Restricted (Penn State Only)
Nguyen, Uyen T
Graduate Program:
Doctor of Philosophy
Document Type:
Date of Defense:
October 01, 2018
Committee Members:
  • Jennifer Macalady, Dissertation Advisor
  • Jennifer Macalady, Committee Chair
  • Katherine Haines Freeman, Committee Member
  • James Kubicki, Committee Member
  • Ming Tien, Outside Member
  • Sara Ann Lincoln, Committee Member
  • oil biodegradation
  • high pressure
  • gulf of mexico
  • deepwater horizon
  • hydrocarbon-degrading genes
  • coal biodegradation
Hydrocarbon degraders have been long suggested to be ubiquitous in the ocean and keep marine ecosystems intact from the vast volume of petroleum hydrocarbons from both natural and anthropogenic sources entering the ocean annually. They also provide significant bioremediation application wherein they help reduce the concentration and toxicity of chemical pollutants, specifically petroleum, by breaking these compounds to smaller molecules and eventually convert them to CO2. The first two chapters of this dissertation investigated the process of crude oil biodegradation by indigenous microbial communities of marine sediments in the Northern Gulf of Mexico.

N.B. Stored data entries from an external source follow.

PR #7925, opened 2025-06-16
New: Support for multiple seriesIds in Rename API endpoint

nuxencs:
#### Description
This adds functionality to the API to retrieve any number of series that need renames at once. This removes the need to make a call for each movie individually when you want to know the rename status for multiple series.

### DIFF
--- a/src/NzbDrone.Core/MediaFiles/MediaFileRepository.cs
+++ b/src/NzbDrone.Core/MediaFiles/MediaFileRepository.cs
@@ -8,7 +8,9 @@ namespace NzbDrone.Core.MediaFiles
     public interface IMediaFileRepository : IBasicRepository<EpisodeFile>
     {
         List<EpisodeFile> GetFilesBySeries(int seriesId);
+        List<EpisodeFile> GetFilesBySeries(List<int> seriesIds);
         List<EpisodeFile> GetFilesBySeason(int seriesId, int seasonNumber);
+        List<EpisodeFile> GetFilesBySeason(List<int> seriesIds, int seasonNumber);
         List<EpisodeFile> GetFilesWithoutMediaInfo();
         List<EpisodeFile> GetFilesWithRelativePath(int seriesId, string relativePath);
         void DeleteForSeries(List<int> seriesIds);
@@ -26,9 +28,19 @@ namespace NzbDrone.Core.MediaFiles
             return Query(c => c.SeriesId == seriesId).ToList();
         }
 
+        public List<EpisodeFile> GetFilesBySeries(List<int> seriesIds)
+        {
+            return Query(c => seriesIds.Contains(c.SeriesId)).ToList();
+        }
+
         public List<EpisodeFile> GetFilesBySeason(int seriesId, int seasonNumber)
         {
             return Query(c => c.SeriesId == seriesId && c.SeasonNumber == seasonNumber).ToList();
+        }
+
+        public List<EpisodeFile> GetFilesBySeason(List<int> seriesIds, int seasonNumber)
+        {
+            return Query(c => seriesIds.Contains(c.SeriesId) && c.SeasonNumber == seasonNumber).ToList();
         }
 
         public List<EpisodeFile> GetFilesWithoutMediaInfo()
--- a/src/NzbDrone.Core/MediaFiles/MediaFileRepository.cs
+++ b/src/NzbDrone.Core/MediaFiles/MediaFileRepository.cs
@@ -10,7 +10,6 @@ namespace NzbDrone.Core.MediaFiles
         List<EpisodeFile> GetFilesBySeries(int seriesId);
         List<EpisodeFile> GetFilesBySeries(List<int> seriesIds);
         List<EpisodeFile> GetFilesBySeason(int seriesId, int seasonNumber);
-        List<EpisodeFile> GetFilesBySeason(List<int> seriesIds, int seasonNumber);
         List<EpisodeFile> GetFilesWithoutMediaInfo();
         List<EpisodeFile> GetFilesWithRelativePath(int seriesId, string relativePath);
         void DeleteForSeries(List<int> seriesIds);
@@ -36,11 +35,6 @@ namespace NzbDrone.Core.MediaFiles
         public List<EpisodeFile> GetFilesBySeason(int seriesId, int seasonNumber)
         {
             return Query(c => c.SeriesId == seriesId && c.SeasonNumber == seasonNumber).ToList();
-        }
-
-        public List<EpisodeFile> GetFilesBySeason(List<int> seriesIds, int seasonNumber)
-        {
-            return Query(c => seriesIds.Contains(c.SeriesId) && c.SeasonNumber == seasonNumber).ToList();
         }
 
         public List<EpisodeFile> GetFilesWithoutMediaInfo()
--- a/src/NzbDrone.Core/MediaFiles/MediaFileRepository.cs
+++ b/src/NzbDrone.Core/MediaFiles/MediaFileRepository.cs
@@ -8,7 +8,7 @@ namespace NzbDrone.Core.MediaFiles
     public interface IMediaFileRepository : IBasicRepository<EpisodeFile>
     {
         List<EpisodeFile> GetFilesBySeries(int seriesId);
-        List<EpisodeFile> GetFilesBySeries(List<int> seriesIds);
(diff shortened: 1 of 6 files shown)


src/Sonarr.Api.V3/Episodes/RenameEpisodeController.cs
```diff
@@ -17,14 +18,19 @@ public RenameEpisodeController(IRenameEpisodeFileService renameEpisodeFileServic
 
         [HttpGet]
         [Produces("application/json")]
-        public List<RenameEpisodeResource> GetEpisodes(int seriesId, int? seasonNumber)
+        public List<RenameEpisodeResource> GetEpisodes([FromQuery(Name = "seriesId")] List<int> seriesIds, int? seasonNumber)
```
markus101: Instead of merging this as one query param, keep `seriesIds` and `seriesId` separate. I think with v5 API it would make sense to only have `seriesIds`

nuxencs: I did it like this to make it backwards compatible and to be in line with the change that got merged into Radarr 😅  

separate them in the single function or separate them into two functions?
so like this:
```csharp
public List<RenameEpisodeResource> GetEpisodes(int seriesId, List<int> seriesIds, int? seasonNumber)
```
or like this:
```csharp
public List<RenameEpisodeResource> GetEpisodes(int seriesId, int? seasonNumber)
public List<RenameEpisodeResource> GetEpisodes(List<int> seriesIds, int? seasonNumber)
```

nuxencs:
Would you be fine with me doing some refatoring for some of the function names of the episode/files service/repo to make them more consistent and easier to understand?
https://github.com/Sonarr/Sonarr/blob/4b50861a6b458f11b1cf4c173df83bf4efe1cd1e/src/NzbDrone.Core/Tv/EpisodeService.cs#L25
for example I would change to
```csharp
List<Episode> GetEpisodesBySeriesId(int seriesId);
```
and change the names I chose to indicate using multiple ids and not having to overload the function

```csharp
List<Episode> GetEpisodesBySeriesIds(List<int> seriesIds);
```

src/Sonarr.Api.V3/Episodes/RenameEpisodeController.cs
markus101: I think it'd need to be a single function that branches off, otherwise I don't think it'll know how to handle the route.

I think it'd also make sense to have the `seriesIds` case not allow for season number because the season number may not exist on all seasons.

markus101:
I think it's fine to leave them as is, but to my other comment, you should use `List<Episode> GetEpisodesBySeriesIds(List<int> seriesIds);` instead of the newly added `List<Episode> GetEpisodes(List<int> seriesId, int seasonNumber);`

nuxencs:
that function doesn't take the wanted season as an argument, so wouldn't I have to filter for the correct season after the call? 🤔

markus101:
With multiple series I don't think you should accept season, so there would be three cases:

1. `seriesIds`: multiple series, all seasons
2. `seriesId`: single series, no season number
3. `seriesId` and `seasonNumber`: specific season for a single series

nuxencs:
so something like this then, or should `seriesId` be nullable?
```csharp
        [HttpGet]
        public List<RenameEpisodeResource> GetEpisodes(List<int> seriesIds, int seriesId, int? seasonNumber)
        {
            if (seriesIds is not { Count: 0 })
            {
                return _renameEpisodeFileService.GetRenamePreviews(seriesIds).ToResource();
            }

            if (seasonNumber.HasValue)
            {
                return _renameEpisodeFileService.GetRenamePreviews(seriesId, seasonNumber.Value).ToResource();
            }

            return _renameEpisodeFileService.GetRenamePreviews(seriesId).ToResource();
        }
```

markus101:
Gave this some more thought and I think we'd actually want two separate routes, if it's just one the documentation is going to be confusing.

Something like this:

```
[HttpGet]
public List<RenameEpisodeResource> GetEpisodes(int seriesId, int? seasonNumber)
{
    if (seasonNumber.HasValue)
    {
        return _renameEpisodeFileService.GetRenamePreviews(seriesId, seasonNumber.Value).ToResource();
    }

    return _renameEpisodeFileService.GetRenamePreviews(seriesId).ToResource();
}

[HttpGet("multiple")]
public List<RenameEpisodeResource> GetEpisodes(List <int> seriesIds)
{
    return new List<RenameEpisodeResource>();
}
```

The downside is it will have a separate route, but the upside is the docs are more accurate and we son't need to do as much manual validation. Not in love with the name `multiple` if you have something better in mind.

nuxencs:
I can't really think of anything better either, only thing that came to mind was `bulk`

src/NzbDrone.Core/MediaFiles/MediaFileRepository.cs
```diff
@@ -26,6 +27,11 @@ public List<EpisodeFile> GetFilesBySeries(int seriesId)
             return Query(c => c.SeriesId == seriesId).ToList();
         }
 
+        public List<EpisodeFile> GetFilesBySeries(List<int> seriesIds)
```
markus101: This will better align with `EpisodeRepository`

```suggestion
        public List<EpisodeFile> GetFilesBySeriesIds(List<int> seriesIds)
```

src/NzbDrone.Core/MediaFiles/MediaFileService.cs
```diff
@@ -17,6 +17,7 @@ public interface IMediaFileService
         void Update(List<EpisodeFile> episodeFiles);
         void Delete(EpisodeFile episodeFile, DeleteMediaFileReason reason);
         List<EpisodeFile> GetFilesBySeries(int seriesId);
+        List<EpisodeFile> GetFilesBySeries(List<int> seriesIds);
```
markus101: Same thing here.

src/Sonarr.Api.V3/Episodes/RenameEpisodeController.cs
```diff
@@ -26,5 +27,17 @@ public List<RenameEpisodeResource> GetEpisodes(int seriesId, int? seasonNumber)
 
             return _renameEpisodeFileService.GetRenamePreviews(seriesId).ToResource();
         }
+
+        [HttpGet("multiple")]
```
markus101: I think `bulk` fits better, we've used it elsewhere already too.

src/Sonarr.Api.V3/Episodes/RenameEpisodeController.cs
```diff
@@ -26,5 +27,17 @@ public List<RenameEpisodeResource> GetEpisodes(int seriesId, int? seasonNumber)
...
+        [Produces("application/json")]
+        public List<RenameEpisodeResource> GetEpisodes(List<int> seriesIds)
```
markus101: I was getting a 415 error without the `[FromQuery]]`

```suggestion
        public List<RenameEpisodeResource> GetEpisodes([FromQuery] List<int> seriesIds)
```

src/Sonarr.Api.V3/Episodes/RenameEpisodeController.cs
```diff
@@ -26,5 +27,17 @@ public List<RenameEpisodeResource> GetEpisodes(int seriesId, int? seasonNumber)
...
+        {
+            if (seriesIds is not { Count: not 0 })
```
markus101: Lot of negatives here, but looks like this can be simplified to
```suggestion
            if (seriesIds is { Count: 0 })
```

src/Sonarr.Api.V3/Episodes/RenameEpisodeController.cs
```diff
@@ -26,5 +27,17 @@ public List<RenameEpisodeResource> GetEpisodes(int seriesId, int? seasonNumber)
...
+            {
+                throw new BadRequestException("seriesIds must be provided");
+            }
+
```
markus101, line 40: Another check that none of the IDs are `0` would also be good, otherwise it leads to a 500 response.

markus101 (changes requested):
This direction looks a lot better, just some smaller issues.

src/Sonarr.Api.V3/Episodes/RenameEpisodeController.cs
nuxencs: Added a check for both negative and zero values, as ids should also never be negative 😄

markus101 (approved):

This study aimed to understand the oil fate in the Deepwater Horizon disaster in 2010, the first major oil spill occurring in deep waters (1500 m), at low temperature and high pressure. Sediments collected at various water depths (60–1500 m) were incubated with crude oil under simulated in-situ temperature and pressure conditions for 18 days. By comparing extents of degradation of n-alkanes and polyaromatics (PAHs), I found a mild inhibitive effect of pressure on oil biodegradation and distinction in microbial communities between deep and shallow samples. Finally, in the third chapter, I investigated potential of oil biodegradation in oceans at global scale using a metagenomic approach. I searched in publicly available marine metagenomes for genes encoding alkane hydroxylase (AlkB) and ring hydroxylating dioxygenases (RHDs). These enzymes respectively catalyze the activation of aerobic degradation of n-alkanes and aromatics, the two major groups of oil hydrocarbons. More than 80% of 770 metagenomes analyzed contained AlkB and RHDs, suggesting of their ubiquity in marine environments. Relative abundances of both genes were higher in deep waters (>1000 m) than shallow waters (< 200 m), possibly due to the higher diversity in functional processes at shallow depths (e.g., photosynthesis). Homologous sequences in marine metagnomes of both genes were extremely diverse, and many novel sequences of these genes remained undiscovered. Taxonomic affiliations of both genes displayed biogeographic variation in hydrocarbon degrading communities as there were significant difference between deep and shallow water samples, and between North Atlantic and North Pacific oceans.